Another inaccuracy concerned the weighted average LTV ratio of the loan portfolio. The LTV ratio is material because it gives investors the ability to estimate the extent to which the loans are over- or under-collateralized. Under-collateralized loan portfolios are significantly riskier to the lender because there is not enough collateral to collect against if the debtors default on the loans. An LTV ratio greater than 100% indicates the portfolio is undercollateralized.
Medallion Financial made misleading statements regarding the method by which it calculated the LTVs for its loans in its 2017 financial statements. In both its 2016 and 2017 Forms 10-K, Medallion Financial claimed to calculate LTV ratios on a gross loan balance— meaning that the managed unrealized depreciation or allowance was not included in the calculation. The amount of managed unrealized depreciation on these loans during this time period was significant—approximately $63 million for both 2016 and 2017. For both 2016 and 2017, Medallion Financial claimed that the LTV ratios were approximately 130 percent.
In Item 1 of its Form 10-K for the year ended December 31, 2017, Medallion Financial claimed that its weighted average LTV of loans collateralized by taxi medallions was 131% compared to 129% at December 31, 2016. The Form 10-K stated that “[t]hese ratios also do not factor in the  unrealized depreciation on these loans of $62,723,000 and $63,252,000 as of December 31, 2017 and 2016, respectively.”
These statements were false and misleading.
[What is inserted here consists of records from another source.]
PR #179, opened 2018-06-07
chore(#181): listening on 8888 for /metrics in prow+pmcd.sh

dipak-pawar:
**Changes Proposed**
 Change `'http://localhost:8080/metrics' > $URLSD/prow.url` to `'http://localhost:8888/metrics' > $URLSD/wit.url`

Fixes: #181

cc @fche


MatousJobanek:
why `wit.url`? shouldn't that be `prow.url`?

dipak-pawar:
@MatousJobanek I have added which is suggested by @fche. Maybe @fche has answer for it. But my guess is they are using the same url(`wit.url`) in collector service which is running across cluster. Also  you can see same url for other services([auth](https://github.com/fabric8-services/fabric8-auth/blob/master/auth%2Bpmcd.sh#L38)).

MatousJobanek:
Ok, thanks for explanation @dipak-pawar

MatousJobanek:
[test]

fche:
The 'prow' name can stay too; it's just that the default html dashboard that aggregates osio components happens to use wildcards with *.prometheus.wit.* in them.  We could use 'prow' for these, and then also have to update the dashboard farther.  No big deal either way.

MatousJobanek:
[test]

fche:
lgtm

dipak-pawar:
[test]

MatousJobanek:
[test]

Issue #186, opened 2018-06-11
Add TestKeeper Plugin Metrics


dipak-pawar:
Add following custom metrics for Test keeper
- /ok-without-tests vs size of the PR
- PRs with and without tests

PR #187, opened 2018-06-11
feat(#186): implement custom metrics for test-keeper

dipak-pawar:
Fixes: #186


pkg/plugin/plugin_init.go
```diff
@@ -95,15 +99,13 @@ func InitPlugin(pluginName string, newEventHandler EventHandlerCreator, newServe
...
-		}
-		errLog.Fatal("Prometheus metrics registration failed!")
-	}
+	logErrors(errs, logger, "Prometheus metrics registration failed!")
+
 	pluginServer.Metrics = metrics
 
+	errors := registerMetrics()
+	logErrors(errors, logger, fmt.Sprintf("Prometheus metrics registration failed for plugin %s!", pluginName))
+
```
MatousJobanek: is it possible to register the plugin specific metrics as part of the service creation?
there would be a few benefits
* we would get rid of calling similar method/function twice
* we would need to have the additional method parameter
* the plugins that don't use any metric wouldn't need to create the dummy function: https://github.com/arquillian/ike-prow-plugins/pull/187/files#diff-3bfa5d1e5db805dd35fac5a9d5724c61R51

pkg/plugin/test-keeper/metrics.go
```diff
@@ -0,0 +1,72 @@
...
+		Help:    "Histogram for changed file size of pull request with ok-without-tests.",
+		Buckets: prometheus.ExponentialBuckets(1, 5, 6),
+	}, []string{"full_name"})
+)
+
+// RegisterMetrics registers prometheus collectors to collect metrics for test-keeper.
+func RegisterMetrics() []error {
+	errors := make([]error, 0, 2)
+	server.RegisterOrGet(pullRequestsCounter, &errors, func(collector prometheus.Collector) {
+		pullRequestsCounter = collector.(*prometheus.CounterVec)
```
MatousJobanek: I'm a bit confused now. In the general `metrics` https://github.com/arquillian/ike-prow-plugins/blob/master/pkg/server/metrics.go#L32 we assign it to the variable inside of the object. Here it is assigned to a global variable. 
I'd like to have it consistent or is there any difference in the usage?

pkg/plugin/test-keeper/metrics.go
```diff
@@ -0,0 +1,72 @@
...
+func reportPullRequest(l log.Logger, pr *gogh.PullRequest, prType string) {
+	fullName := *pr.Head.Repo.FullName
+	if counter, err := pullRequestsCounter.GetMetricWithLabelValues(fullName, prType); err != nil {
+		l.Errorf("Failed to get pull request metric for Repository: %q. Cause: %q", fullName, err)
+	} else {
+		counter.Inc()
+	}
+}
+
+func reportOkWithoutTestsPullRequest(pr *gogh.PullRequest) {
```
MatousJobanek: I would call it `reportOkWithoutTestsComment` or `reportBypassCommand` as this expresses what the method really represents - reporting when the bypass command is used

pkg/plugin/test-keeper/metrics.go
```diff
@@ -0,0 +1,72 @@
...
+	WithTests = "with_tests"
+	// WithoutTests is a label used in prometheus metrics pull_requests_total for pull request without any tests.
+	WithoutTests = "without_tests"
+)
+
+var (
+	pullRequestsCounter = prometheus.NewCounterVec(prometheus.CounterOpts{
+		Name: "pull_requests_total",
+		Help: "Total number of pull requests.",
+	}, []string{"full_name", "type"})
```
MatousJobanek: I'd like to welcome some information about the plugin if it is plugin-specific metric

pkg/plugin/test-keeper/metrics.go
```diff
@@ -0,0 +1,72 @@
...
+	okWithoutTestsPullRequest = prometheus.NewHistogramVec(prometheus.HistogramOpts{
+		Name:    "pull_requests_changed_file_size",
```
MatousJobanek: `pull_requests_changed_file_count` or `pull_requests_size` 
WDYT?

pkg/plugin/test-keeper/metrics.go
```diff
@@ -0,0 +1,72 @@
...
+
+	server.RegisterOrGet(okWithoutTestsPullRequest, &errors, func(collector prometheus.Collector) {
+		okWithoutTestsPullRequest = collector.(*prometheus.HistogramVec)
+	})
+
+	return errors
+}
+
+func reportPullRequest(l log.Logger, pr *gogh.PullRequest, prType string) {
+	fullName := *pr.Head.Repo.FullName
```
MatousJobanek: This is the label that you use for collecting the counter? Correct me if I'm wrong - this is the repository name the PR was sent from. Could you please explain to me what you are trying to achieve here? From the code, I have a feeling that you count every PR event that is received in `test-keeper` plugin for repository the PR has been sent from separately.

MatousJobanek: similarly here https://github.com/arquillian/ike-prow-plugins/pull/187/files#diff-241f68d9d4673ceec43fbd014ca925acR53

pkg/plugin/test-keeper/metrics_test.go
```diff
@@ -0,0 +1,189 @@
...
+
+		gock.New("https://api.github.com").
+			Post("/repos/" + repositoryName + "/statuses").
+			SetMatcher(ExpectPayload(toHaveEnforcedSuccessState)).
+			Reply(201) // This way we implicitly verify that call happened after `HandleEvent` call
+
+		statusPayload := LoadFromFile("test_fixtures/github_calls/prs/without_tests/skip_comment_by_admin.json")
+
+		// when
+		err := handler.HandleEvent(log, github.IssueComment, statusPayload)
```
MatousJobanek: try to invoke the handler several times with different type of the payload. This would give me more information what is expected from the logic

pkg/plugin/plugin_init.go
dipak-pawar: I didn't get your point, what do you mean by service creation?

pkg/plugin/test-keeper/metrics.go
dipak-pawar: I was thinking about the same, but it's not size in `bytes` or some units. so it's quite difficult to understand while reading it.

pkg/plugin/test-keeper/metrics.go
dipak-pawar: I think you can select host in PCP and graphana charts due to which I believe this is not needed

pkg/plugin/test-keeper/metrics.go
dipak-pawar: this is not a global variable, we are assigning it as an unexported variable. no there is nothing difference in usage.

pkg/plugin/plugin_init.go
MatousJobanek: In the implementation of the `ServerCreator` https://github.com/arquillian/ike-prow-plugins/blob/master/pkg/plugin/plugin_init.go#L53 that is called here https://github.com/arquillian/ike-prow-plugins/blob/master/pkg/plugin/plugin_init.go#L96

pkg/plugin/test-keeper/metrics.go
MatousJobanek: unexported global variable :-). global variable in the context of this file - never mind - the main point was that the code/usage is inconsistent

pkg/plugin/test-keeper/metrics.go
MatousJobanek: what if I don't have it filtered (when I display all graphs) - then it is visible as well, right? Then it would make sense adding the plugin name to the metric name and its description

pkg/plugin/test-keeper/metrics.go
MatousJobanek: I think that it is clear in the context of PR that size refers to the number of changed files. Personally, I would vote for `pull_requests_size`

pkg/server/metrics.go
```diff
@@ -19,31 +19,32 @@ var (
...
 
-	return metrics, errors
+	return errors
 }
 
-func registerOrGet(collector prometheus.Collector, errors *[]error, assign func(regCollector prometheus.Collector)) {
+// RegisterOrGet registers the provided Collector with the DefaultRegisterer and
+// assigns the Collector, unless an equal Collector was registered before, in
+// which case that Collector is assigned.
+func RegisterOrGet(collector prometheus.Collector, errors *[]error, assign func(regCollector prometheus.Collector)) {
```
MatousJobanek: just please remind me why the method is named `RegisterOrGet` and not `RegisterMetric` - I'm not sure if we have talked about it or not...

pkg/plugin/test-keeper/metrics.go
```diff
@@ -0,0 +1,72 @@
...
+	WithTests = "with_tests"
+	// WithoutTests is a label used in prometheus metrics pull_requests_total for pull request without any tests.
+	WithoutTests = "without_tests"
+)
+
+var (
+	pullRequestsCounter = prometheus.NewCounterVec(prometheus.CounterOpts{
+		Name: "pull_requests_total",
+		Help: "Total number of pull requests.",
+	}, []string{"full_name", "type", "plugin_name"})
```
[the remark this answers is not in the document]
dipak-pawar: I am not sure why it's needed to have plugin name to be added. If you can see in following screenshot you can easily see for which plugin this particular metrics belongs to

screenshot from 2018-06-19 11-10-39

This screenshot captured for all hosts. When you select for single host, you can see that particulat metrics. 

If particular metric (`pull_requests_total`) is only for single host, then graphana will show only for that host which is the case here for `pull_requests_total` and `okWithoutTestsPullRequest`

pkg/server/metrics.go
dipak-pawar: I think I forgot to rename it after lots of refactoring for first metrics pr. Renaming to `RegisterOrAssignCollector`

pkg/plugin/test-keeper/metrics.go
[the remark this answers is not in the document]
MatousJobanek: so, you are saying that Graphana doesn't show these test-keeper metrics when there is no filtering set - in other words, when obrazek ?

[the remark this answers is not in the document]
dipak-pawar: I didn't mean that. When you have `host: All`, and you are looking for test keeper metrics e.g. `pull_requests_total` (which is only for `test-keeper` not for `wip` and `pr-sanitizer`), so in this case only test-keeper `pull_requests_total` metrics will show.

If we have `host:All`, and we are looking for `total_handled_events` which is there for all plugins it will show all three in graph, and if you hover over it you can easily see for which plugin it belongs to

For the 2017 Form 10-K, Medallion Financial actually calculated the LTV on a net basis—meaning that the approximate $63 million in unrealized depreciation or allowance was included prior to calculating the LTV ratio.
Medallion Financial’s misstatement regarding LTV in its 2017 Form 10-K misleadingly gave the appearance that the LTV ratios remained stable, at approximately 130%, for the periods ending in 2016 and 2017.
If Medallion Financial had calculated the 2017 LTV ratio consistently with the 2016 LTV calculation, and in the way described in its 2017 Form 10-K, the LTV ratio would have been 155%. That increase in LTV ratio from approximately 130% in 2016 to approximately 155% in 2017—a significant increase in LTV ratio—would have shown the decline in the collateral supporting for Medallion Financial’s and the Bank’s loans during that time period.
As Medallion Financial’s President and Chief Operating Officer, and as head of the Investment Committee and Chief Credit Officer, Murstein knowingly or recklessly failed to ensure that Medallion Financial kept accurate books and records through the recording of inaccurate valuations for the Bank, the medallion-backed loans, Chicago medallions and LTV disclosures.
Medallion Financial failed to devise and maintain a system of internal accounting controls sufficient to provide reasonable assurance that transactions were recorded as necessary to permit preparation of financial statements in conformity with generally accepted accounting principles. Murstein knowingly or recklessly aided and abetted Medallion Financial’s books and records and internal accounting controls violations.”